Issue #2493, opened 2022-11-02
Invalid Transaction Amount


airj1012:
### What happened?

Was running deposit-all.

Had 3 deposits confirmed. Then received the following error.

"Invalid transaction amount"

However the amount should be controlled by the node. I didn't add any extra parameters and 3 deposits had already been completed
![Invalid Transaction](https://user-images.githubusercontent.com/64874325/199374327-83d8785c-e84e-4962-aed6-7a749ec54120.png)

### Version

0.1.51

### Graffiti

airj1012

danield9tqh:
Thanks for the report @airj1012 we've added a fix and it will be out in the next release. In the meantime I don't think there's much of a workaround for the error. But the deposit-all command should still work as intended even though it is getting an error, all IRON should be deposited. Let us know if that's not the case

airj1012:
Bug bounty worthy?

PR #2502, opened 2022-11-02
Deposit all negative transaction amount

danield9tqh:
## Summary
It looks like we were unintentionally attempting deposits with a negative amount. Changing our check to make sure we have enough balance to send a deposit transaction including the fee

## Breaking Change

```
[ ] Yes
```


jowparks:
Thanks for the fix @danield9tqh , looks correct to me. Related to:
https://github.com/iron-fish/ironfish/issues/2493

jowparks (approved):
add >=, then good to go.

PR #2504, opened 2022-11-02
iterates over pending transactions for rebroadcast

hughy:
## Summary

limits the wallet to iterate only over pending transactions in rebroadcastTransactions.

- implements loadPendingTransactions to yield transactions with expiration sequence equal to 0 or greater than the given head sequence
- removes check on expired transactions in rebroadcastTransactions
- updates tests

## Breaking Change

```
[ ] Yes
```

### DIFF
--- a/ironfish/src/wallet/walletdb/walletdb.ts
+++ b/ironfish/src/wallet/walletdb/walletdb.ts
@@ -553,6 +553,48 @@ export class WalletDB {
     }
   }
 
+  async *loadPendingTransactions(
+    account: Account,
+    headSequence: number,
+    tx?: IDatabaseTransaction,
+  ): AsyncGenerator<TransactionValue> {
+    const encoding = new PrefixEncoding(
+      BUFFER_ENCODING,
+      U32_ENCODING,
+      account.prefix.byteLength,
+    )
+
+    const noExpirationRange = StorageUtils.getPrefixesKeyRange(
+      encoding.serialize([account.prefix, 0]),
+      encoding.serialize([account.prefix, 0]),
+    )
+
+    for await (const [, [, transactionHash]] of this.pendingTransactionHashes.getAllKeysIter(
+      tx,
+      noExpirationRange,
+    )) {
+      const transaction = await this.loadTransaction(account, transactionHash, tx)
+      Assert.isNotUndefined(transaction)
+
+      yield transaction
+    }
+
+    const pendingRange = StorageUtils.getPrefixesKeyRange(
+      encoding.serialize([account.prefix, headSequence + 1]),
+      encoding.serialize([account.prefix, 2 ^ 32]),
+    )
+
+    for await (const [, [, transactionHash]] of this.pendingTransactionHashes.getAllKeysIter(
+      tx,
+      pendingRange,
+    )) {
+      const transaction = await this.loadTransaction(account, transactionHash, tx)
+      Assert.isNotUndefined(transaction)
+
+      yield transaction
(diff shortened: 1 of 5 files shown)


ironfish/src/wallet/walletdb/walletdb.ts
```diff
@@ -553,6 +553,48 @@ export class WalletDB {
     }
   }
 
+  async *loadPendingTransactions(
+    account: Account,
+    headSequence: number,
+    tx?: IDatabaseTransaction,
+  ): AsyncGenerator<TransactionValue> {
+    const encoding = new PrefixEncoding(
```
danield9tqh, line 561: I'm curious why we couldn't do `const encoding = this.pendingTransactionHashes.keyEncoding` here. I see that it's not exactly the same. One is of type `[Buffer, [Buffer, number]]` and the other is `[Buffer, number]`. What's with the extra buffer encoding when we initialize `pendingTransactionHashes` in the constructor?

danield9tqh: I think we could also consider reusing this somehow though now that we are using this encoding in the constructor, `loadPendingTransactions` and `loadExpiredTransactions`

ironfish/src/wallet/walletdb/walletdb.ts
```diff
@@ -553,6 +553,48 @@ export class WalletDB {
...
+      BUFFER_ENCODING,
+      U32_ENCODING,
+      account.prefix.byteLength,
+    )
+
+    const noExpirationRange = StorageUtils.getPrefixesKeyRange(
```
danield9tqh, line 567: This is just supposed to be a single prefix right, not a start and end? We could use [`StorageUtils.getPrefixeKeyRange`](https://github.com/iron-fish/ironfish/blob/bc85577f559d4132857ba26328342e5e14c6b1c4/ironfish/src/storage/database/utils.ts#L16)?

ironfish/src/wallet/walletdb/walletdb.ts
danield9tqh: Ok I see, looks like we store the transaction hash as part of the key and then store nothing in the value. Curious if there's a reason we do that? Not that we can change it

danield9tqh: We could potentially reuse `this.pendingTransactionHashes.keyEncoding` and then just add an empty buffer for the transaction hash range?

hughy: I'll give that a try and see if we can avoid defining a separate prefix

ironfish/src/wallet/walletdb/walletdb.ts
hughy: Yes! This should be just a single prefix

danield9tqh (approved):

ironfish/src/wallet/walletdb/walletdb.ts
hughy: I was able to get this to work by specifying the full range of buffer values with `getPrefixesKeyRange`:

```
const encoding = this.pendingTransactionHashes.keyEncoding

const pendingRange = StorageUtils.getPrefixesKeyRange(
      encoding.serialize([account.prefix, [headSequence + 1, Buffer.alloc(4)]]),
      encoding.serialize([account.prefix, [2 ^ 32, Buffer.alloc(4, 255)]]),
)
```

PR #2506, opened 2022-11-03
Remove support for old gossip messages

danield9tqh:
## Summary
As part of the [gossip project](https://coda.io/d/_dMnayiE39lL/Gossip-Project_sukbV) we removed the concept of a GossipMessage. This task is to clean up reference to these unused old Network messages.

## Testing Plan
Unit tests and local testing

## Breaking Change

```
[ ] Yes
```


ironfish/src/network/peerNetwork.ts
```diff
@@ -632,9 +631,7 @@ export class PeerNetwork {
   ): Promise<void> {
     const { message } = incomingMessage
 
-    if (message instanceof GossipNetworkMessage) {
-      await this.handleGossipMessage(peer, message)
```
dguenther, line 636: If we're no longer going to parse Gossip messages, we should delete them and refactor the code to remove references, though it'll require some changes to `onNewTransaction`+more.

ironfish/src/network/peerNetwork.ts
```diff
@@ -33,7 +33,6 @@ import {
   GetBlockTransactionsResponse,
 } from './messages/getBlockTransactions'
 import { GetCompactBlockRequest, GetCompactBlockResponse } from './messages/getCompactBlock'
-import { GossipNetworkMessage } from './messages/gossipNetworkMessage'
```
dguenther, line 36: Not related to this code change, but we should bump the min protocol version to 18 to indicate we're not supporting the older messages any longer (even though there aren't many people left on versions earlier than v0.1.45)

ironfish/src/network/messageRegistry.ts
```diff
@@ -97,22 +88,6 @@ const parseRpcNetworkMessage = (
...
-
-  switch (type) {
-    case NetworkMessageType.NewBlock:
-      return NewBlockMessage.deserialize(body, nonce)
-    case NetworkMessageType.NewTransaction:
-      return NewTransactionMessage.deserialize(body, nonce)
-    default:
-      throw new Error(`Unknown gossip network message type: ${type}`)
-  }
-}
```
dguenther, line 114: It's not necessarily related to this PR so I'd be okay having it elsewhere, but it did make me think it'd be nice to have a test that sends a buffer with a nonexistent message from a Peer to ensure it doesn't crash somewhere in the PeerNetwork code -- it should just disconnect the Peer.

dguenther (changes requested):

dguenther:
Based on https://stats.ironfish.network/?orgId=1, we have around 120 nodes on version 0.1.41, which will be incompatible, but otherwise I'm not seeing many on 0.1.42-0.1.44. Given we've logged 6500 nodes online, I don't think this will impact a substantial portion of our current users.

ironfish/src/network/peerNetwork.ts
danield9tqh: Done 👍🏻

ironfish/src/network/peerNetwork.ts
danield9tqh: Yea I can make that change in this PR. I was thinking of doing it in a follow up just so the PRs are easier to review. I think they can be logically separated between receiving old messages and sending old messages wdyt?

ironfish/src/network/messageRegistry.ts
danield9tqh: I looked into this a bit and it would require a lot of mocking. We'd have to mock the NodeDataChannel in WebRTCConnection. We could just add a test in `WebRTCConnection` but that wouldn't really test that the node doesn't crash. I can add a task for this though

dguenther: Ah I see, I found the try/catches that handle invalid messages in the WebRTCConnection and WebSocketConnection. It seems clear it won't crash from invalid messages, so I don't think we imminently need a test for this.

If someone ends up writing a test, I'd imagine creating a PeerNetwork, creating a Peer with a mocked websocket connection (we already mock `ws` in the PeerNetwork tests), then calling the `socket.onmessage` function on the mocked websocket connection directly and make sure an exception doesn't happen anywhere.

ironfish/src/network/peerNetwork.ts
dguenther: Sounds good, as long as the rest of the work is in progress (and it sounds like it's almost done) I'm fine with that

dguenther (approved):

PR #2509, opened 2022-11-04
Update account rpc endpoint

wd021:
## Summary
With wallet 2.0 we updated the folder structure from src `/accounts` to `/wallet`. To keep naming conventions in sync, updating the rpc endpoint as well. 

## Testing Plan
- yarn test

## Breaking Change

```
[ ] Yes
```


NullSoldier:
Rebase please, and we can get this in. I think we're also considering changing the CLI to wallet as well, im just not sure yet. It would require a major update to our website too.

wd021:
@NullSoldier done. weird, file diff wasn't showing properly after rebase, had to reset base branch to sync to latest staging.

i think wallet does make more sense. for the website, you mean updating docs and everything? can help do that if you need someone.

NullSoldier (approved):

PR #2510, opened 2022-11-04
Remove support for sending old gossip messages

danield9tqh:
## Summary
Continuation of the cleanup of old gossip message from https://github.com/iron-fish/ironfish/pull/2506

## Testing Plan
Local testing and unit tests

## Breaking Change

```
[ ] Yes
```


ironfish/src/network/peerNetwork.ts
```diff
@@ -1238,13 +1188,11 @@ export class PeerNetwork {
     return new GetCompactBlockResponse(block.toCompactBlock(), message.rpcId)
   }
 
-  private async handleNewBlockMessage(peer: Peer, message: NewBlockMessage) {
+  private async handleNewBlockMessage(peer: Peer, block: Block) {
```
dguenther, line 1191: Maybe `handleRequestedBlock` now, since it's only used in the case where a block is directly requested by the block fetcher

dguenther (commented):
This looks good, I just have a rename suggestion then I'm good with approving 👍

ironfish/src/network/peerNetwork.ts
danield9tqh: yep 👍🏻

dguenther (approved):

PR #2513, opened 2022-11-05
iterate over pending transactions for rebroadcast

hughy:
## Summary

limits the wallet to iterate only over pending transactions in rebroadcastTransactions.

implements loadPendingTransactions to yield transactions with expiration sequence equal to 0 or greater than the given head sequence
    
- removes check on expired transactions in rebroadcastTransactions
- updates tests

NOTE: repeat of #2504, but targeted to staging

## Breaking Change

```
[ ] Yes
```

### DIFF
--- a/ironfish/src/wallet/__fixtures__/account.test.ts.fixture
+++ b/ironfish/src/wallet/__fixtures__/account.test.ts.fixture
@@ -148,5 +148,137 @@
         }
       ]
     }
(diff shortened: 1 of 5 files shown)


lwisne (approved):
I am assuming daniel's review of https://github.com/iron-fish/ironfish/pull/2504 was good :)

· · · · · · ·

**Assignment:**
Report only the number of lines in the records that include the word "NetworkMessageType".

**Response to this exercise:**
2